Gabrielle Taylor's "Cockluck"
March 14, 2002
The next morning Bertram bathed in the sink.
He unflattened his shoes and put them on with yesterday's borrowed clothes. The chromy gold clock in the kitchen read 9:06. He watched it blearily for several minutes before he realized it wasn't working.
It was a beautiful day, as crisply golden as a three-egg omelet, warm and dry, with almost no wind.
He walked up to the Billings Bridge Plaza and around to the Zellers department store at the far end. He bought a red metal snow shovel, a six-pack of white Haines t-shirts, a six-pack of white Haines cotton briefs, a six-pack of white tube socks, a package of plastic disposable double-blade razors, soap, toilet paper, shampoo, a sleeve of styrafoam cups, a jar of instant coffee, a box of sugar cubes, a set of cheap olive-green towels, two pairs of black Cherokee jeans, and a bright red bicycle. He changed in the men's room and drove the shovel home on his brand new handlebars.
He broke the rubbery yellow crime scene tape on his garage and shovelled the remaining garbage into a green plastic 230 liter garbage bin. He wheeled the bin down the sidewalk to Bank street and emptied it into the dumpster behind the Mac's Milk at Bank and Fifth Avenue. As he wheeled it back he whistled. He was charging his per diem for today, that's for damn sure.

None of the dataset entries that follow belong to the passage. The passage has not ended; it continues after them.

Issue #784, opened 2020-03-02
feat: Refurbish Settings page


Bhavnaharitsa:
**Summary:**

Our settings page is quite noobish and does not follow any conventional app. We need to make one like that.
I suggest to refurbish the entire settings page using PreferenceCategory in Android and make a new settings page with the same functionalities. 
Here is the link about it:
https://developer.android.com/reference/android/preference/PreferenceCategory

AntonAsmirko:
can I work on this issue?

haran2248:
Is this taken up?Can i work on this issue?
@devansh-299

therajanmaurya:
Fixed in compose implementation

PR #785, opened 2020-03-02
Feat: refurbished the entire setting page

Bhavnaharitsa:
Feat: #784
Refurbished the entire settings page, with the PreferenceCategory. Used the preference_category in xml and updated the fragment and called in activity

Working video:
ezgif com-video-to-gif

### DIFF
--- a/mifospay/src/main/res/values/strings.xml
+++ b/mifospay/src/main/res/values/strings.xml
@@ -132,11 +132,11 @@
     <string name="link_your_bank_account">Link Your Bank Account</string>
     <string name="no_linked_bank_accounts">No Linked Bank Accounts</string>
     <string name="editable_image_hint">Editable image hint</string>
-    <string name="change_password">Change Password</string>
+    <string name="change_password">Changes your Account Password</string>
     <string name="current_password">Current Password</string>
     <string name="new_password">New Password</string>
     <string name="confirm_new_password">Confirm New Password</string>
-    <string name="change_passcode">Change Passcode</string>
+    <string name="change_passcode">Changes your Account Passcode</string>
     <string name="current_passcode">Current Passcode</string>
     <string name="new_passcode">New Passcode</string>
     <string name="confirm_new_passcode">Confirm New Passcode</string>
@@ -248,5 +248,15 @@
     <string name="grip">Grip</string>
     <string name="hide_balance">Hide Balance</string>
     <string name="no_bank_account">No bank found</string>
+    <string name="language_type">Choose your language</string>
 
+    <!-- TODO: Remove or change this placeholder text -->
+    <string name="passcode">Passcode</string>
+    <string name="other">Other</string>
+    <string name="choose_language">Choose your language</string>
+    <string name="language">Language</string>
+    <string name="pref_configuration">Pref Configuration</string>
+    <string name="pref_base_url_title">Update Endpoint</string>
+    <string name="pref_base_url_desc">Click here to change your Endpoint Configurations</string>
+    <string name="disable_account_desc">Disables your Current Account</string>
 </resources>
--- a/mifospay/src/main/res/values/styles_frame.xml
+++ b/mifospay/src/main/res/values/styles_frame.xml
@@ -1,0 +1,15 @@
+<?xml version="1.0" encoding="utf-8"?>
+<resources>
+
+    <style name="FrameLayout"/>
+
+    <style name="FrameLayout.Base">
+        <item name="android:layout_width">match_parent</item>
+        <item name="android:layout_height">match_parent</item>
+    </style>
+
+    <style name="FrameLayout.Base.Container">
+        <item name="android:id">@id/container</item>
+    </style>
+
+</resources>
--- a/mifospay/src/main/res/values/styles_linear.xml
+++ b/mifospay/src/main/res/values/styles_linear.xml
@@ -1,0 +1,23 @@
+<?xml version="1.0" encoding="utf-8"?>
+<resources>
+
+    <style name="LinearLayout"/>
+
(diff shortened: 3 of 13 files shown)


Bhavnaharitsa:
@naman14 @luckyman20 @shiv07tiwari @droidchef Please review this!!

mifospay/src/main/res/values/strings.xml
```diff
@@ -132,11 +132,11 @@
     <string name="link_your_bank_account">Link Your Bank Account</string>
     <string name="no_linked_bank_accounts">No Linked Bank Accounts</string>
     <string name="editable_image_hint">Editable image hint</string>
-    <string name="change_password">Change Password</string>
+    <string name="change_password">Changes your Account Password</string>
     <string name="current_password">Current Password</string>
     <string name="new_password">New Password</string>
     <string name="confirm_new_password">Confirm New Password</string>
-    <string name="change_passcode">Change Passcode</string>
+    <string name="change_passcode">Changes your Account Passcode</string>
```
jawidMuhammadi: I think it should be `change` not `changes`

jawidMuhammadi (changes requested):

mifospay/src/main/res/values/strings.xml
```diff
@@ -248,5 +248,16 @@
     <string name="grip">Grip</string>
     <string name="hide_balance">Hide Balance</string>
     <string name="no_bank_account">No bank found</string>
+    <string name="language_type">Choose your language</string>
 
+    <!-- TODO: Remove or change this placeholder text -->
+    <string name="hello_blank_fragment">Hello blank fragment</string>
```
jawidMuhammadi: Delete this string

jawidMuhammadi (changes requested):

mifospay/src/main/res/values/styles_frame.xml
```diff
@@ -0,0 +1,15 @@
...
+<resources>
+
+    <style name="FrameLayout"/>
+
+    <style name="FrameLayout.Base">
+        <item name="android:layout_width">match_parent</item>
+        <item name="android:layout_height">match_parent</item>
+    </style>
+
+    <style name="FrameLayout.Container" parent="FrameLayout.Base">
```
jawidMuhammadi: Instead of '<style name="FrameLayout.Container" parent="FrameLayout.Base">' it would be much better if you do 
'<style name="FrameLayout.Base.Container" >'

jawidMuhammadi (changes requested):

mifospay/src/main/res/values/styles_linear.xml
```diff
@@ -0,0 +1,23 @@
...
+        <item name="android:layout_height">match_parent</item>
+        <item name="android:orientation">vertical</item>
+    </style>
+
+    <style name="LinearLayout.Wrap">
+        <item name="android:layout_width">wrap_content</item>
+        <item name="android:layout_height">wrap_content</item>
+    </style>
+
+    <style name="LinearLayout.Width">
```
jawidMuhammadi: I think it is much better to define layout width and height in the layout itself, not in the style. Even by that are you sure `name="LinearLayout.Width"` is a general and a good name for your defined style which everyone can understand?

mifospay/src/main/res/values/strings.xml
Bhavnaharitsa: Okay, will change it

Bhavnaharitsa: Okay, will change it

mifospay/src/main/res/values/strings.xml
Bhavnaharitsa: It got when I created the fragment by default

mifospay/src/main/res/values/styles_linear.xml
Bhavnaharitsa: I think, it would be a global style which many would use in the future whenever they need the linear layout

mifospay/src/main/res/values/strings.xml
jawidMuhammadi: If there is no need for this string then please remove it.

Bhavnaharitsa: I will remove it :)

dubeyaayush07:
You forgot the logout button

Bhavnaharitsa:
@dubeyaayush07 Yess, thank you for noticing!

shiv07tiwari:
@Bhavnaharitsa Please add the updated screenshot.

Bhavnaharitsa:
@shiv07tiwari Sir, about that. Apparently the PreferenceFragment that I used is dedicated for android and only available in Androidx. So, can we, with your permission migrate to Androidx as we might loose a lot of libraries if we still sustain in Android.

shiv07tiwari:
@Bhavnaharitsa Any updates on this?

Bhavnaharitsa:
@shiv07tiwari @luckyman20 @rachittt As we all know, the settings page mobile wallet has is not like the conventional one in other apps which is the reason I opened this pr. But, what I have learned is that we don't use AndroidX and the Preference feature works on AndroidX alone as it has been deprecated in Android now. If there is any task as such to migrate the project to AndroidX, I will be happy to take up and convert this settings page too along with it :)

luckyman20:
@Bhavnaharitsa Adding androidX gives error with Dagger, last time I checked @shiv07tiwari was working on it.

haran2248:
@Bhavnaharitsa @luckyman20 @shiv07tiwari @devansh-299 Can i take up this issue?Is the pull request faulty?Please let me know

therajanmaurya:
Unrelated and not needed anymore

He swept everything out of the kitchen cupboards with a corn broom, including a complete set of gold-rimmed Petro-Canada highballs stickered "free with fill-up (minimum $25 purchase required)". He pushed the trash into the garage and locked both doors.
Then he showered for forty-three minutes.
He shaved, brushed his teeth, slicked his hair flat back from his forehead, and dressed in new clothes. He might be a cheap new man, but at least he was clean.
He made instant coffee with four sugars and went outside. The house seemed less threatening now that he'd spent a night in it in someone else's underwear. All the windows were intact and the doors all opened and closed properly. All it needed was a little attention.
Not so the back house. Half the windows had slices out of them or were shattered altogether. The small sundeck behind it was missing four planks and the charred stump of the railing lay in a circle of ash surrounded by bricks from the front walkway.
As he inspected, he looked for signs of life inside the house. After that, he knocked on the door, waited, and knocked again, and waited some more.
Eventually the door cracked open and rattled against its chain. Bertram smiled engagingly at the girl inside. She was short and thin, with wispy brown hair pulled into a shoulder-length ponytail at her nape. She wore a knee-length white t-shirt that claimed she'd been to Vail, Colorado, and nothing else. She could have been fifteen or thirty.
She said, "Bruno and Kristen aren't here."
"That's fine. My name is Bertram Brooker. May I ask if you live here?"
"I live here, yeah." She bit her thumbnail, examined it, then rubbed the ragged edge against her lower teeth.
"May I ask your name, please?"
"Why? Who are you? What do you want? Are you a cop?"
"I'm a detective." He showed her his laminated wallet-sized correspondence school issue license.
"Wow. Cool. I'm Kelly. Are you, like, looking for Bruno? I don't know where he is."
"I've been retained by Judith to recover all outstanding rent due and to ensure her property is returned to its original and unoccupied condition. May I come in?"
"What does that mean?"
"It means everybody living here has to get their lunch money together to pay up Judith's rent, and then clear out all their shit, and clean the place up so she can rent it to other people by the end of the month, which is less than two "?"weeks away. Or I'll have to put a great big padlock on the front door and you'll have to go to court to get it opened."
"But I'm living here," Kelly said.
"You're living here today. You are not living here after the end of the month."
"What if I get her her money?"
"I'm open to suggestions."
"I'll try to find my roommates, okay, and we'll get the money. I'm, like, right in the middle of a sculpture so I really don't want to move, okay? Can I stay if I get the money?"
"I'll still need to inspect the premises." Bertram pushed at the door; the chain chittered.
"It's like a really big mess right now, because I'm working on this sculpture so my stuff's spread out like all over. Besides, don't you have to give me some notice? Like 24 hours or something? For an inspection? Can you get Judith to call me so I know it's okay? I don't want to just let anybody in the house and then maybe you'd steal stuff or burn it down and then it'd be like my problem."
"How about this. How about you call Judith, and talk to her about paying the rent, and ask if her brother Bertram is allowed to come into the house and make sure you're not, say, dealing drugs out of the kitchen," he jerked his thumb over his shoulder, "like the guys in the big house were."
"Oh wow, is that what those guys were doing?"
"That's why the police were here yesterday, yes. I'm going to go now, I have to go to work. I'll be back tomorrow to look at the place." Whether you like it or not.
"Okay," she said, retreating into the shadows. "I'll call her."